# 46 Bowfront journal - African Cichlids - update 12/10/11



## monkE (Aug 4, 2010)

Hey guys, I've started up my first Cichlid tank. I've chosen Africans mainly becuase there was a decent selection of them at IPU in Richmond. 
After cycling the tank and dosing with alkali buffer and aquarium salt to get my ph and hardness up to the proper levels i'm ready to start adding some fish.

I've started with 2 Demasonis and 2 Yellow Peacocks.

The first thing that I had to figure out was the aquascape. I already had a couple pieces of Malaysia wood and i wanted to do a lot of stone, but the LPS sells that stone for 1.99/lbs. That's far too much. I'm all for supporting my local stores and am quite loyal to Richmond IPU, but i had to look elsewhere for these. I discovered a landscaping supply store in Burnaby where you can get a huge variety of stone for 24 cents/lbs. 








All this rock (approx. 40lbs) cost me $10 (PM me if you want to know where the store is)

Here's some pics of the tank so far. More fish to come soon. 

































Sorry i don't have any decent pictures of the fish, they're pretty skiddish right now after all the work setting up the rock scape.

What do you guys think? How am i doing so far? Am i ok adding ANY African Cichlids or are there certain species that just don't get along? What do you suggest for "clean up crew" fish like cats or plecos? I was told that any thing from the upside-down catfish family would be fine and a friend kept bristlenose plecos with his africans. I would like to add a couple catfish, but am just worried that with only a 46 gallon tank, they would outgrow it pretty quickly.


----------



## onefishtwofish (Apr 21, 2010)

Hi Monke. well your off to a fairly good start. if i were you i would remove most of the small scattered rocks for 2 reasons. 1 food will fall in the gaps and rot and 2 most africans like to sift the sand for food which keeps your substrate turned so bad gases cant from as easily and it keeps the fish occupied. they seem to enjoy the foraging. the other thing i would watch for is your mix of fish ie demisoni very aggressive and should be kept in species group of a min of 10 and the peacocks are very gentle. you may want to check too about food for them as demisoni i beleive are more herbivore type like spirolina based. But overall the rock piles look good. just make sure they r placed in such a way that when the fish start digging out caves to attract the gals by excavating the sand with htier mouths and moving it that the removal of the sand from under the rocks wont cause a shift in the ricks which can potentially injure fish or damage glass.
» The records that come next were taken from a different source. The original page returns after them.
PR #109, opened 2021-01-30
Expand tilde while searching files

### LINKED ISSUE #88: file paths doesn't work with tilde ~ prefix
For example `vim ~/<ctrl-f>` does not work. When I expand the path (`vim /Users/aaa/<ctrl-f>`) it works fine. It would be great if this feature could be added.

Using fish 3.1.2 and fzf.fish 5.3

kidonng:
Fix #88 

Fish's `test` and `fd` doesn't expand `~` automatically, so we need to expand it ourselves.

image

### DIFF
--- a/functions/__fzf_search_current_dir.fish
+++ b/functions/__fzf_search_current_dir.fish
@@ -6,11 +6,12 @@ function __fzf_search_current_dir --description "Search the current directory. R
     set fd_arguments --hidden --color=always --exclude=.git
     set fzf_arguments --multi --ansi
     set token (commandline --current-token | string unescape)
+    set expanded_token (string replace --regex -- "^~/" $HOME/ $token)
 
     # If the current token is a directory and has a trailing slash,
     # then use it as fd's base directory.
-    if string match --quiet -- "*/" $token && test -d $token
-        set --append fd_arguments --base-directory=$token
+    if string match --quiet -- "*/" $token && test -d $expanded_token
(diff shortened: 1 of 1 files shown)


functions/__fzf_search_current_dir.fish
```diff
@@ -6,11 +6,12 @@ function __fzf_search_current_dir --description "Search the current directory. R
     set fd_arguments --hidden --color=always --exclude=.git
     set fzf_arguments --multi --ansi
     set token (commandline --current-token | string unescape)
+    set expanded_token (string replace --regex -- "^~/" $HOME/ $token)
```
kidonng, line 9: In fact we can use a unquoted `~` to replace `$HOME`, but that would be too confusing 😄

jorgebucaran, line 9: I personally find `string replace --regex -- "^~/" ~/ $token` more aesthetically pleasing, but this works too. 👍

jorgebucaran (approved):

functions/__fzf_search_current_dir.fish
jorgebucaran: I personally find `string replace --regex -- "^~/" ~/ $token` more aesthetically pleasing, but this works too.

PatrickF1:
Nice work! Thanks @kidonng and thanks for helping review @jorgebucaran :)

Coming along tho! I am sure some other african keepers can correct me if i am mistaken.


----------



## onefishtwofish (Apr 21, 2010)

oh and a small piece of driftwood is ok if you r keeping a pleco with them but it tends to lower ph and soften the water which africans dont like so much.


----------



## monkE (Aug 4, 2010)

thanks for the heads up onefishtwofish, As soon as i placed all the polished rock i realized that cleaning the substrate would be a huge pain. But i really like the look of them all over the bottom. I suppose i'll have to observe the fish and see if they are having trouble getting between the stones and change it accordingly.
As for food, i am currently feeding them with "TetraCichlid" Cichlid Crisps. I was told by the guys at IPU that this would be fine for both breeds while they are still young and small.


----------



## onefishtwofish (Apr 21, 2010)

yes the crisps r great. I use them often. i cant tell from your pics if that is gravel or sand under your rocks. i know they prefer sand and it reduces the risk of them cutting their mouths when they sift. even if it is smoothed gravel you may find they wont like to mouth it. keep us posted on how it goes.


----------



## monkE (Aug 4, 2010)

its actually flourite black as the substrate... this tank was orgininally set up as a planted one but because i've already got a 55 that is planted i decided that i wanted to go another direction with this tank. I'll keep this updated as i add more population


----------



## bingerz (Mar 3, 2011)

i'm bingerz, nice to meet you! i like the shape of the rockscape and the different rocks you're using. as long as they're all fine to use and don't leech anything into the water that might harm the fish. it's cool, i like! i went with all limestone, cuz it helps with the hardness and ph. i had a rock pile in my tank....and just kept on adding more and more. i noticed that my fish would get real territorial. i've only got a 33g and they would chase each other around. it was cool seeing the chasee swim up and down and through the rocks, but i got sick of the aggression and was told that if you take out the rocks...and just put a little bit...it cuts down the aggression. so i took out all my rock piles and just put my rocks into the sand...so they stick out a little bit. it just looks like what the bottom of a lake would look like. what i noticed is that now...all my fish swim together. it's kind of annoying, i've got fuelleborni, red zebras and acei and they swim like a school. there will be times when they all swim around the tank...but when i approach and they're scared...they all swim together into a corner like it's a pajama party or something. all on top of each other. one thing though...w/o the rocks...they're alot easier to catch. heheheh! keep us up to date. i saw a youtube video of red zebras and yellow labs mating. if you're not into having hybrids, then i prolly wouldn't mix them. i was thinking about getting some yellow labs, but when i saw that...changed my mind.


----------



## monkE (Aug 4, 2010)

Hey bingerz, good to meet you too! 
I'm glad that you like the rock formation I've made in there, and I can only hope that the stone doesn't leach any substance into the water. I soaked down all the rock before it went into that tank, but of course that will only remove surface dirt and debris... so far it's been about 24 hours since the stone went into the tank and the fish still look fine, no change in behaviour and no change in colour. 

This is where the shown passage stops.